Альберт Сунгатуллин более 10 лет назад возглавил компанию отца, запустив ее заново
Альберт Сунгатуллин более 10 лет назад возглавил компанию отца, запустив ее заново

В НАЧАЛЕ БЫЛА БУХГАЛТЕРИЯ

— Альберт Рафаэлевич, вы возглавляете компанию, которая создана уже более 20 лет назад. Какие преобразования переживал «Интерфейс»?

— Их было много. Компания была создана моим отцом в период первой волны компьютеризации, которую еще называли горбачевской. Персональных компьютеров становилось все больше. Формализованные процессы, такие как ведение бухгалтерии, учета кадров, начали автоматизироваться. В 90-е вообще был расцвет разнообразных бухгалтерских программ. И «Интерфейс» вел разработки финансово-бухгалтерского программного обеспечения. Этим компания занималась достаточно долго, до 2003 года.

А потом рынок насытился и нужно было перестроиться?

— Наибольшее влияние на рынок оказало то, что компания 1С заняла лидерские позиции и «Интерфейсу» со своими разработками стало трудно работать. А лезть в 1С уже было неинтересно. Мой папа к этому времени отошел от дел, и я начал работу с нуля.

— Как изначально ваш отец начинал этот бизнес?

— Был в Казани проектный институт вычислительной техники (ГНИПИ ВТ), который занимался автоматизацией систем управления предприятиями на государственном уровне. А если промышленность встала, то и автоматизировать было нечего. Заказов нет, люди просто сбились в кучку и начали самостоятельно искать работу на хозрасчетных основах. В период всеобщего развала они проявили гибкость.

— Если ваш отец основал компанию со своими бывшими друзьями-коллегами, то и от дел они отошли примерно в одно и тоже время?

— Да, никого не осталось, только юрлицо. Так что провалы в жизни «Интерфейса» были серьезные.

И, запуская компанию заново, вы ориентировались на заказы государственного сектора?

— Вообще, по направлению создания и сопровождения систем электронного документооборота мы изначально ориентировались на государственные организации, в том числе и в области сопровождения медицинских информационных систем. Однако принципиально никаких разграничений мы не делали. У нас всегда были коммерческие клиенты, мы работали с «Нефис Косметикс», различными банками... Но заказы подобных клиентов составляют в нашем портфеле малую часть.

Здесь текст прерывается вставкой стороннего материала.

PR #2604, opened 2021-03-10
[11.0][FIX] base: noupdate data from report module

MiquelRForgeFlow:
The `compare_noupdate_xml_records` tool doesn't consider merged modules. The module `report` was merged on `base`, and it had some noupdate data.

--


pedrobaeza (approved):
These values are in the edge of things to be preserved if custom needs, but not too much people customized them, so let's put the new sane default

Issue #2605, opened 2021-03-10
[RFC] Allow a step by step migration during Manual migration development process


jcdrubay:
# Current behavior:

The manual migration described in https://doc.therp.nl/openupgrade/migration_details.html says:

> Expect to repeat the process several times as you encounter errors, clean up your data, and try again.

But running the execution of the `--update all` is quite long making the trial and error process really time consuming.

# Expected behavior:

Be able to run the upgrade restarting from an "intermediate" step just before the previous failure.

From the documentation

> There are three migration stages at which you can have migration scripts executed: before the module is loaded (`pre` stage), after the module is loaded into the database (`post` stage) and when all the modules are loaded (`end` stage). 

Ideally we should be able to run with the following options:

- `--update all`: run the full upgrade
- `--update account:post`: run the upgrade starting from the post stage of the module account, then run the `end` stage for all modules
- `--update account:end`: run the `end` stage for account module and all of the following modules

To be able to achieve this, we would also need to:

- [A] be able to know in which order OpenUpgrade would upgrade all the modules.
- [B] at the end of the successful execution of the upgrade of each module, commit the change in the database
- [C] each migration script must be executable multiple times without getting a different result then if it is executed only one time

This feature [B] should be activated if we are using the option `--dev openupgrade`.

rvalyi:
Hello @jcdrubay there is probably room for improvement in this trial and error workflow as you say.
That being said I have been successful by trying `--update=all` first and then when it fails on a given module some_module, I try to fix the scripts and do a `--update=<some_module>`. I don't know if there is a better way but usually this enables me to fix the some_module scripts. After it is fixed however I go back to my dump and run with `--update=all` because just doing `--update=<some_module>` and letting dependent modules is likely to lead to parial and incomplete migration.

Another hint tro speed things up: I use a Porstgres conf with filesync=off for OpenUpgrade which gives a significant boost (at the cost of zero security with the durability of your data, that is never do that in production).

legalsylvain:
Hi @jcdrubay. 

Regarding ``update account:post`` I don't see the interest. update are done automatically in the correct order. If it breaks during account, you can re-run your migration, and the still updated modules (like ``base``) will not be upgraded again. (just updated)
The only thing i'm not sure is regarding the ``end`` option. 
You can maybe check that PR is related. https://github.com/OCA/OpenUpgrade/pull/2499

kind regards.

jcdrubay:
[...]

PR #2606, opened 2021-03-11
[14.0][DOC]Add details and recommendations to the page Running the migration

jcdrubay:

Adds recommendation in the part `2. Check coverage of the migration scripts for your installed modules`

and extra advice in the part `5. Run and write and run and ... the Upgrade`

--

### DIFF
--- a/doc/source/migration_details.rst
+++ b/doc/source/migration_details.rst
@@ -5,36 +5,126 @@ Check out the code manually and upgrade your database by calling odoo-bin,
 (or openerp-server) directly. You will want to do this when you are working on
 developing migration scripts for uncovered modules.
 
-1. Make the `openupgrade_framework` and the `openupgrade_scripts` modules
-   available in the addons path in the Odoo instance of the new version.
+1. Get the code from OpenUpgrade and dependencies
+*************************************************
 
-   Or, for older versions: check out the OpenUpgrade source code from Github
-   for the branches you need. Each branch migrates to its version from the
-   previous version, so branch 13.0 migrates from 12.0 to 13.0. If you are
-   migrating across multiple versions, you need to run each version of
-   OpenUpgrade in order. Skipping versions is not supported.
+Make the `openupgrade_framework` and the `openupgrade_scripts` modules
+available in the addons path in the Odoo instance of the new version.
 
-2. Check if there are migration scripts provided for the set of modules that
-   are installed in your Odoo database. If there are modules for which no
-   migration scripts have been developed yet, your migration may fail or the
-   integrity of your database may me lacking. Check the module coverage in
-   this documentation.
+Or, for older versions: check out the OpenUpgrade source code from Github
+for the branches you need. Each branch migrates to its version from the
+previous version, so branch 13.0 migrates from 12.0 to 13.0. If you are
+migrating across multiple versions, you need to run each version of
+OpenUpgrade in order. Skipping versions is not supported.
 
-3. Decide which database you are going to upgrade. You absolutely *must* make a
-   backup of your live database before you start this process!
+2. Check coverage of the migration scripts for your installed modules
+*********************************************************************
 
-4. Edit the configuration files and command line parameters to point to the
-   database you are going to upgrade. Run Odoo with the *--update all
-   --stop-after-init --load=web,openupgrade_framework* flags.
+Check if there are migration scripts provided for the set of modules that
+are installed in your Odoo database. If there are modules for which no
+migration scripts have been developed yet, your migration may fail or the
+integrity of your database may me lacking. Check the module coverage in
+this documentation.
 
-   For versions earlier than 14.0 that are running the OpenUpgrade fork rather
-   than Odoo itself, you do not pass the `load` parameter.
+At this stage, for some of the uncovered modules, you might want to uninstall
+them from your database and re-install it later on after the migration.
+This option might reduce the workload of the migration and can be applicable
+for "ux" modules like ``web_widget_image_download`` if you did not
+override this modules.
 
-5. Run the upgrade and check for errors. You will probably learn a lot about
-   your data and have to do some manual clean up before and after the upgrade.
-   Expect to repeat the process several times as you encounter errors, clean up
-   your data, and try again. If necessary, ask for help or report bugs on
-   Github.
+
+3. Make a copy the database to migrate
+**************************************
+
+Decide which database you are going to upgrade. You absolutely *must* make a
+backup of your live database before you start this process!
+
+4. Adjust your Odoo configuration
+*********************************
+
+Edit the configuration files and command line parameters to point to the
+database you are going to upgrade. Run Odoo with the ``--update all
+--stop-after-init --load=web,openupgrade_framework`` flags.
+
+For versions earlier than 14.0 that are running the OpenUpgrade fork rather
+than Odoo itself, you do not pass the `load` parameter.
+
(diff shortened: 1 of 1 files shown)


doc/source/migration_details.rst
```diff
@@ -5,36 +5,126 @@ Check out the code manually and upgrade your database by calling odoo-bin,
...
+are installed in your Odoo database. If there are modules for which no
+migration scripts have been developed yet, your migration may fail or the
+integrity of your database may me lacking. Check the module coverage in
+this documentation.
+
+At this stage, for some of the uncovered modules, you might want to uninstall
+them from your database and re-install it later on after the migration.
+This option might reduce the workload of the migration and can be applicable
+for "ux" modules like ``web_widget_image_download`` if you did not
+override this modules.
```
StefanRijnhart, line 33: This advice seems dangerous. Uninstalling modules from Odoo can cause data loss.

doc/source/migration_details.rst
```diff
@@ -5,36 +5,126 @@ Check out the code manually and upgrade your database by calling odoo-bin,
...
+You can also refer to the following documents:
+
+- `The Odoo Migration Manager
+  <https://doc.therp.nl/openupgrade/migrationmanager.html>`_
+- `OpenUpgrade API <https://doc.therp.nl/openupgrade/API.html>`_
+- the code of OpenUpgrade API
+  `openupgrade.py <https://github.com/OCA/openupgradelib/blob/master/openupgradelib/openupgrade.py>`_
+- `Development FAQ <https://doc.therp.nl/openupgrade/devfaq.html>`_
+
+The Trial and error process for the development of your scripts
```
StefanRijnhart, line 76: The stanzas below are great advice but maybe belong to a `development` section rather than a `runtime` section?

doc/source/migration_details.rst
```diff
@@ -5,36 +5,126 @@ Check out the code manually and upgrade your database by calling odoo-bin,
...
+Try `--update=all` first and then when it fails on a given module
+some_module, try to fix the scripts and do a ``--update=<some_module>``
+
+This enables fixing and testing the some_module scripts
+
+After it is fixed go back to ``--update=all`` because just doing
+``--update=<some_module>`` and letting dependent modules is likely to lead
+to partial and incomplete migration.
+
+``fsync = off`` in your postgresql.conf
```
StefanRijnhart, line 114: I consider this development advice, or at least `severely expert` mode as well because it is incredibly dangerous and I would very much hesitate to encourage people to do this, given that they might use the same database server for migration as for production. We already encounter a lot of cases where less experienced people get lost trying to work with openupgrade. Having them modify database settings like this could increase the collateral damage.

doc/source/migration_details.rst
jcdrubay: Could we place this in a section / page "Dangerous and optional actions with possible benefits"?

Inside that section we could also add the part relate to ``fsync = off``

Or would you prefer to remove it completely?

doc/source/migration_details.rst
jcdrubay: Maybe a new page under "https://doc.therp.nl/openupgrade/development.html" ?

doc/source/migration_details.rst
jcdrubay: Maybe a new page under "https://doc.therp.nl/openupgrade/development.html" ?

pedrobaeza: For me the fsync thing should never be mentioned. If you need it, it's because OpenUpgrade is not well optimized, so we have to focus on that instead.

legalsylvain:
Hi. 
I have an intermediate point of view regarding the ``fsync`` debate. 

- @StefanRijnhart, indeed, this option should not be disabled on production server. But it is, in this PR, very explicit in this text : ``that is never do that in production``. In fact, it is like the whole openupgrade project, that should not be used on production.

- @pedrobaeza : the fact is that OpenUpgrade is not well optimized. Most of the time, migration script are proposed, and then, in a second time, optimized, but between that both steps, it can take several months or even years. One of the reason is that Openupgrade is supported for a part, by the OCA, that pay for upgrading the odoo-community.org instance, that is not a very big instance, so no need to optimize the migration script at this first step. (<1k ``account.move.line``, <10k ``res.partner``, <10k ``product.product``, no stock). Another reason is that ORM does a lot of the work natively, without migration scripts, but can be very slow. (typical example : new computed stored field).  So adding a pre-migration script makes the migration faster for big instance.

Openupgrade can be improved, but in the meantime, if an option can speed up a huge migration, I think it should be mentionned.

- In the other hand, during my last migration, I tried this option and It doesn't solved the problem I had, regarding the fact that the migration was too long. (I stopped the migration before the end, after 36 hours.). I so disabled some scripts (mainly one), by postponing treatments until later. @rvalyi, or @sebastienbeau : I know you talked me about that option. Could you provide specific examples of performance improvements. (what server configuration, what database size, what migration times with and without the ``fsync`` option?)

As an example, the last migration I did was a 8-> 12 migration, the last year. 
- It was a 10 year old database (originally running on OpenERP 5) with a size of 36 GB. (2M ``account.move.line``, 12M ``stock.move``)
- the dedicated server had 96GB of memory and 500GB of SSD. (full spec available [here](https://www.scaleway.com/en/dedibox/pro/pro-4-l/))
- the full migration process took 14 hours. (with disabled scripts). (I didn't disabled ``fsync``).

doc/source/migration_details.rst
StefanRijnhart: Yes, sounds good!

doc/source/migration_details.rst
StefanRijnhart: @jcdrubay yes, for development purposes I myself run a partial migration and then execute
`update ir_module_module set state = 'to remove' where state IN ('to upgrade', 'to install') returning name`
I then run Odoo with `-u dummy --stop-after-init` to uninstall the modules that could not be upgraded yet. That way, you get a partially migrated database that you can login to and perform UI testing. So mentioning this under the `development` section sounds good as long as it is clear that this step does involve data loss.

doc/source/migration_details.rst
StefanRijnhart: Pedro's comment https://github.com/OCA/OpenUpgrade/pull/2606#discussion_r593771503 applies to this section.

rvalyi: yeah, I was mentionning the fsync=off hack for experts only, I don't advise putting fsync=off inside the general OpenUpgrade documentation either. Otherwise some people would end up using the database with that configuration later, get some energy cut and loose their data and cry after us.

legalsylvain: Hi @rvalyi. Sorry I misunderstood [your comment](https://github.com/OCA/OpenUpgrade/issues/2605#issuecomment-795319768) so.
I abstain on that point.
regards.

jcdrubay:
Thanks for all the feedback. I will split this PR into smaller items trying to take into account all feedback.

jcdrubay:
A first PR for the migration_details page here with some small adjustments:
https://github.com/OCA/OpenUpgrade/pull/2621

jcdrubay:
A second PR for the development page here:
https://github.com/OCA/OpenUpgrade/pull/2624

jcdrubay:
Final PR with the dangerous tips:
https://github.com/OCA/OpenUpgrade/pull/2638

PR #2611, opened 2021-03-16
[10.0][IMP] Set invoices paid

StefanRijnhart:
In Odoo 9.0, an invoice was moved from state 'open' to state 'paid'
on reconciliation of the move line that was linked as the trigger of
payment subflow in the invoice workflow. This flow usually prevented
zero amount invoices from getting into state `paid` because zero amount
move lines are usually not reconciled. The invoice would be marked as
`reconciled` correctly, because there was no residual amount.
In Odoo 10.0, any invoice that is marked as `reconciled` will be moved to
state `paid` as per `action_invoice_paid` that is triggered from the
model's `_write` method<sup>1</sup>. Preemtively set the correct state using SQL here
for performance reasons.

<sup>1</sup> https://github.com/odoo/odoo/blob/10.0/addons/account/models/account_invoice.py#L365

--

### DIFF
--- a/addons/account/migrations/10.0.1.1/pre-migration.py
+++ b/addons/account/migrations/10.0.1.1/pre-migration.py
@@ -1,7 +1,26 @@
 # -*- coding: utf-8 -*-
 # © 2017 Therp BV
+# © 2021 Opener B.V.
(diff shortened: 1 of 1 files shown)


pedrobaeza (approved):

MiquelRForgeFlow (approved):
LGTM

СЛОЖНОСТИ ГОСУДАРСТВЕННОГО УПРАВЛЕНИЯ

— Прошло более 10 лет с момента перезапуска компании, и сейчас ниша, в которой вы работаете, в Казани очень насыщена. На госсектор работает «Барс-Груп», есть компания «Корпоративные информационные рутины», ориентированная только на медицинский сектор... Теперь будете менять свои направления работы?

— Рынок сейчас, бесспорно, насыщенный. Но мы объективно занимаем серьезные позиции. Что касается крупных татарстанских компаний, о которых вы говорите, они работают на республиканские нужды. И мы с ними в прямой конкуренции почти никогда не были, потому что работаем с федеральными структурами в других регионах. По большому счету мы приносим в республику деньги извне. В структуре нашего бюджета клиенты из Татарстана занимают процентов 15 - 20.

Альберт Сунгатуллин: «Сейчас мы объективно занимаем серьезные позиции и не находимся в роли догоняющих»
Альберт Сунгатуллин: «Сейчас мы объективно занимаем серьезные позиции и не находимся в роли догоняющих»

— А какова доля госсектора и сколько у вас заказов от коммерческих структур?

— Примерно 85 на 15 процентов соответственно. Автоматизация госуправления — основное наше направление, на него приходится львиная доля заказов. Но для того чтобы заниматься автоматизацией госсектора, нужно знать специфику работы таких учреждений, их регламенты, различные схемы взаимодействия сотрудников и подразделений. Вообще, любая госструктура достаточно сложно выстроена.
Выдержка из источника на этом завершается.